I got slow logs like this:

# Time: 2018-06-26T09:26:23.578890Z
# User@Host: toto[toto] @  [172.23.0.9]  Id:     5
# Query_time: 0.530174  Lock_time: 0.000000 Rows_sent: 0  Rows_examined: 0
use foo_test;
SET timestamp=1530005183;
CREATE TABLE bar (baz VARCHAR(255) NOT NULL, PRIMARY KEY(baz)) DEFAULT CHARACTER SET utf8 COLLATE utf8_unicode_ci ENGINE = InnoDB;

I solved like this (inspired from @Rodrigo_Floriano)

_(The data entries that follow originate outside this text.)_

PR #209, opened 2023-04-27
Fix wildcard matching for zarr retrieval

nicolejkeeney:
This PR fixes a bug in the file retrieval that uses wildcard matching to deduce the filename for a given simulation and scenario. Previously, it incorrectly would pull "EC-Earth3-Veg" data instead of "EC-Earth3" data, because the substring "EC-Earth3" is in both simulation names. In the code, I added a "." to indicate the the wildcard shouldn't continue after the simulation (maybe that makes no sense...)

**To test**: Not sure how to test this, since no error was ever raised. Just look over the code.


vicford (approved):
Makes sense to me, in terms of the filename construction!

elehmer (approved):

/usr/share/filebeat/module/mysql/slowlog/config/slowlog.yml

type: log
paths:
{{ range $i, $path := .paths }}
 - {{$path}}
{{ end }}
exclude_files: ['.gz$']
multiline:
  pattern: '^# Time:'
  negate: true
  match: after
exclude_lines: ['^[\/\w\.]+, Version: .* started with:.*'] # Exclude the header

/usr/share/filebeat/module/mysql/slowlog/ingest/pipeline.json

{
  "description": "Pipeline for parsing MySQL slow logs.",
  "processors": [{
    "grok": {
      "field": "message",
      "patterns":[
        "^# Time: %{TIMESTAMP_ISO8601:mysql.slowlog.time}\n# User@Host: %{USER:mysql.slowlog.user}\\[%{USER:mysql.slowlog.current_user}\\] @ %{HOSTNAME:mysql.slowlog.host}? \\[%{IP:mysql.slowlog.ip}?\\]%{SPACE}Id:%{SPACE}%{NUMBER:mysql.slowlog.id}\n# Query_time: %{NUMBER:mysql.slowlog.query_time.sec}%{SPACE}Lock_time: %{NUMBER:mysql.slowlog.lock_time.sec}%{SPACE}Rows_sent: %{NUMBER:mysql.slowlog.rows_sent}%{SPACE}Rows_examined: %{NUMBER:mysql.slowlog.rows_examined}\n((use|USE) .*;\n)?SET timestamp=%{NUMBER:mysql.slowlog.timestamp};\n%{GREEDYDATA:mysql.slowlog.query}"
      ],
      "pattern_definitions" : {
        "GREEDYMULTILINE" : "(.|\n)*"
      },
      "ignore_missing": false
    }
  }, {
    "remove":{
      "field": "message"
    }
  }, {
    "date": {
      "field": "mysql.slowlog.time",
      "target_field": "@timestamp",
      "formats": ["ISO8601"],
      "ignore_failure": true
    }
  }],
  "on_failure" : [{
    "set" : {
      "field" : "error.message",
      "value" : "{{ _ingest.on_failure_message }}"
    }
  }]
}

main differences are:

  • an optionnal use ....; line in grok pattern
  • ISO8601 timestamp
  • . instead of _ in grok pattern named captures

Don't forget to add these files in your docker-compose.yml:

filebeat:
        image: docker.elastic.co/beats/filebeat:6.3.0
        ...
        volumes:
            - ...
            - ./your/path/to/mysql/slowlog/ingest/pipeline.json:/usr/share/filebeat/module/mysql/slowlog/ingest/pipeline.json:ro
            - ./your/path/to/mysql/slowlog/config/slowlog.yml:/usr/share/filebeat/module/mysql/slowlog/config/slowlog.yml:ro

(Rodrigo Floriano) #10

@jsoriano, see my pull request: https://github.com/elastic/beats/pull/7422


(Jaime Soriano) #11

Thanks!


(system) #12

This topic was automatically closed 28 days after the last reply. New replies are no longer allowed.